Order-preserving unique Hahn-Banach extensions

Let $X$ be a real Banach lattice with a unit, let $Y \subseteq X$ be a closed subspace containing the unit. In this paper we study the order theoretic (also isometric) structure of $Y$ that it may inherit from $X$ under some additional conditions.

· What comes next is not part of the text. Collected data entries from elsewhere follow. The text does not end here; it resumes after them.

PR #348, opened 2017-01-30
Update you in ZulipApp after refresh.

vishwesh3:
This PR update `you` in the `zulipApp` whose fields becomes null after refresh as discussed in [this](https://github.com/zulip/zulip-android/pull/317#discussion_r98337381).


smarx:

Sam1301:
With the merge of #362 , this case will be automatically handled since `app.you` in that case always has a valid id (server person id).

timabbott:
@Sam1301 does that mean we should close this?

Sam1301:
@timabbott yeah, this is fixed with the merge of #362 :+1:

Issue #344, opened 2017-01-29
Adding a message at the end of all message list for user awareness.


harshitagupta30:
Just a suggestion can we add a message like "No new messages" at the end of the message list when the user is trying to update the list to make user aware that list has been updated instead of the present scenario shown in gif.

![videotogif_2017 01 29_20 24 52](https://cloud.githubusercontent.com/assets/12701036/22405034/2a54e128-e662-11e6-93b1-a5723d4a75c7.gif)

@timabbott @kunall17 @Sam1301 Hi, please review!

yadav-rahul:
@harshitagupta30 I don't think that adding "No new messages" at the end of list(while updating) would be a good option because How can one predict that whether new messages are there or not while updating the list?

harshitagupta30:
Since we're fetching the messages from API and if all messages have been loaded and after that user tries to fetch by scrolling then a message should pop out that all messages has been fetched.

kunall17:
I thought of implementing a snack bar or toast 
while writing the recycler view but the problem is it can be spammy as well! And may not look good. 

What are the other options for notifying?

harshitagupta30:
Hi @kunall17! 
In my opinion, it doesn't look spammy. Assuming one has low internet connection and he is trying to load new messages which is taking time and if they are not loaded he'll think the internet is not working properly while the case is all the messages has been loaded. So if we can provide a message it will let user know that all messages have been fetched.  
In fact I tried to implement that and it looks good to me. I am attaching the gif as well. 

![videotogif_2017 01 30_18 46 42](https://cloud.githubusercontent.com/assets/12701036/22424610/410c0944-e71d-11e6-950f-fee78273c590.gif)

What's your opinion?

I would love to hear your thoughts on this! @timabbott @Sam1301

kunall17:
@harshitagupta30 Yeah i can connect very well, and understand the problem! 
I also asked what can be other options rather than snackbar, if no other good suggestions we'll have to go with snackbar!  

Can you upload the code (maybe a .patch file) or a commit, I wanted to test?

harshitagupta30:
I tested with toast and alert dialog box as well but this the best possible way and very clean, in my opinion. 
Yeah! I will upload the .patch file for the testing.

Sam1301:
@harshitagupta30 feel free to claim this task using zulipbot. That way it will be helpful for others to skip through issues which are not already worked on :)

Sam1301:
[...]

PR #358, opened 2017-02-01
Issue#344 Snackbar added for user awareness resolved

harshitagupta30:
Fixes issue #344 
@kunall17 Please review!


smarx:

@harshitagupta30, it looks like you've already signed the Dropbox CLA. Thanks!

kunall17:
Snackbar overlaps the FAB can you fix this?

snackbar fab

harshitagupta30:
didn't notice that! Yeah, I'll fix this.

harshitagupta30:
Hi @kunall17! the best solution to this problem I could find is to hide the fab whenever snackbar appears and as soon as snackbar disappears fab will appear which doesn't overlap at all and looks good!  

videotogif_2017 02 02_16 12 51

kunall17:
How about using the animations which are currently being used rather than this fading?

harshitagupta30:
I didn't get your point.

kunall17:
https://github.com/zulip/zulip-android/blob/master/app/src/main/java/com/zulip/android/activities/ZulipActivity.java#L1100

harshitagupta30:
@kunall17 I earlier tried to use these animations but they resulted into unusual behaviour of the fab! Sometimes it appears and sometimes it doesn't! It also happened that it was slightly visible at the bottom but not complete. That is why I opted out for adding the new behavior.

kunall17:
Weird this method is being used at many places for animation hiding and stuff
The point is two animations for hiding the FAB isn't looking good one fadeout and one sliding!

Any possibility for sliding this FAB out?

harshitagupta30:
@kunall17 According to the documentation everywhere whenever we have snackbar along with the fab in coordinator layout then when the snackbar appears the fab will itself move up and tried that approach but not got that result. Then use the animation which was resulting into the fab being half hidden and half visible and then I came out with this i.e. hiding the whenever the snackbar pops out.

kunall17:
@harshitagupta30 yeah it would have if we were using the default **behavior** of the fab and the coordinator layouts! 
Here we use custom one's hence this does not works!

harshitagupta30:
@kunall17 Okay! Do I need to make any changes in this? I don't think its looking bad! :)

harshitagupta30:
@kunall17 Can you please review this and finalise the changes in this PR so that this issue can be resolved?
Thanks!

kunall17:
Still overlapping 
device-2017-02-07-030901

app/src/main/java/com/zulip/android/util/ShrinkBehaviorOfFab.java
```diff
@@ -0,0 +1,72 @@
...
+import android.support.design.widget.CoordinatorLayout;
+import android.support.design.widget.FloatingActionButton;
+import android.support.design.widget.Snackbar;
+import android.support.v4.view.ViewCompat;
+import android.util.AttributeSet;
+import android.view.View;
+
+import java.util.List;
+
+/**
```
kunall17: Remove this author details, the git history has the author details!

app/src/main/java/com/zulip/android/activities/MessageListFragment.java
```diff
@@ -170,6 +174,14 @@ public void onScrollStateChanged(RecyclerView recyclerView, int newState) {
     }
 
     @Override
+    public void onViewCreated(View view, @Nullable Bundle savedInstanceState) {
+        super.onViewCreated(view, savedInstanceState);
+        CoordinatorLayout coordinatorLayout = (CoordinatorLayout) getActivity().findViewById(R.id.coordinatorLayout);
+        snackbar = Snackbar.make(coordinatorLayout,R.string.no_new_messages,Snackbar.LENGTH_SHORT)
```
kunall17: Format the whole code (ctrl + alt + L)

kunall17:
This is still overlapping because i think your behaviour is not being used now, because behaviour is set here by java https://github.com/zulip/zulip-android/blob/master/app/src/main/java/com/zulip/android/activities/ZulipActivity.java#L1674

harshitagupta30:
Hi @kunall17! I've made the changes as told by you and yes that behavior was not working! I've added the required code and I guess its working fine now! Can you please review it? :)

harshitagupta30:
@kunall17 Can you please review it again and let me know if any changes required? :+1:

brainwane:
@harshitagupta30 Thanks for your pull request, and thanks for writing a descriptive commit message. [Here's a guide to help you write commit messages](https://zulip.readthedocs.io/en/latest/version-control.html#commit-messages) that are more consistent with our style, which makes it easier for us in the future -- when someone's trying to solve a new problem, if commit messages are all in the same format, it's easier to skim them in logs and quickly understand what's happening.

[Here are some tips on tidying your commit history, including changing your commit messages.](https://zulip.readthedocs.io/en/latest/git-guide.html#examine-and-tidy-your-commit-history) And when you update your code or your commit message, you can still of course [update your pull request](https://zulip.readthedocs.io/en/latest/git-guide.html#update-a-pull-request) and the changes will appear here. :)

Thanks!

harshitagupta30:
@kunall17 Can you please review it? :+1:

harshitagupta30:
@kunall17 I am referring the same article! I found it much earlier and was tried to apply the same thing here :D But alas it's not working here! 
Now, what should I do? any suggestions?

kunall17:
What changes you tried to make to things working on the old behaviour file?

harshitagupta30:
I added these 2 lines in `MessageListFragment
`CoordinatorLayout.LayoutParams params = (CoordinatorLayout.LayoutParams) floatingActionButton.getLayoutParams();`
`params.setBehavior(new ShrinkBehaviorOfFab());`

after you said that the behavior is not set.

kunall17:
No, i'm talking about changes in https://github.com/zulip/zulip-android/blob/master/app/src/main/java/com/zulip/android/util/RemoveViewsOnScroll.java

harshitagupta30:
I've made no changes in this file instead I've added a new class ShrinkBehaviorOfFab and point the fab behavior to this class

kunall17:
So creating a new behaviour removes the old behaviour as well, which are to supported now as well, so you need to edit the old behaviour!

harshitagupta30:
No, I haven't changed the old behavior.  
This(https://github.com/zulip/zulip-android/blob/master/app/src/main/java/com/zulip/android/util/RemoveViewsOnScroll.java) class is having behavior for both app layout and floating button so I added  a new class which are keeping track of both old and new behavior of the fab

kunall17:
So that's what I'm saying so far you need to edit this file https://github.com/zulip/zulip-android/blob/master/app/src/main/java/com/zulip/android/util/RemoveViewsOnScroll.java use conditions and sync up with the snackbar/coordinator layout!
So as to have the new beviour and the old one's as well!

harshitagupta30:
I guess the issue may be caused because of using two behaviors coz in `ZulipActivity` we are using 
`RemoveViewsOnScroll` and in `MessageListFragment` we are using `ShrinkBehaviorOfFab` which might be the reason. Let me know if I am thinking right.

harshitagupta30:
Yeah I got it know! I'll make those changes and update the PR. One more thing instead of updating `RemoveViewsOnScroll.java` can I update all the changes related to fab in  `ShrinkBehaviorOfFab.java` and keep `RemoveViewsOnScroll.java` for shrinking AppBarLayout?

kunall17:
Your work will increase way more then, It would be better to have the RemoveViewsOnScroll!

harshitagupta30:
Hi @kunall17! I tried to merge the changes in `RemoveViewsOnScroll` but it is not producing the desired output! So I just wrote the methods `hideView()` and `showView()` in another file and its working fine. Can you please review it!
Thanks :+1:

harshitagupta30:
@kunall17 Can you please review it? :+1:

kunall17:
@harshitagupta30 
The custom behaviour you made is nice, but the problem is the **perfect** sync which was there between the toolbar and the FAB has gone now 
screenshot_20170305-110243

harshitagupta30:
@kunall17 Any suggestions to make it sync again? :)

kunall17:
Yeah use the same behaviour in both AppBarLayout and FAB!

One such condition is to assume that all continuous positive linear functionals in the unit sphere of $Y^\ast$ have unique positive norm preserving extensions in $X^\ast$. Our answers depend on the specific nature of the embedding of $Y$ in $X$. For a compact convex set $K$ with closed extreme boundary $\partial_e K$, for the restriction isometry of $A(K)$ (which is also order-preserving) into $C(\partial_e K)$, uniqueness of extensions of positive functionals leads to $K$ being a simplex and the restriction embedding being onto. On the other hand, for a Choquet simplex $K$, under the canonical embedding in the bidual $A(K)^{\ast\ast}$ (which is an abstract $M$-space) uniqueness of extensions implies that $K$ is a finite dimensional simplex. This gives an order theoretic analogue of a result of Contreras, Pay$\acute{a}$ and Werner, proved in the context of unital $C^\ast$-algebras.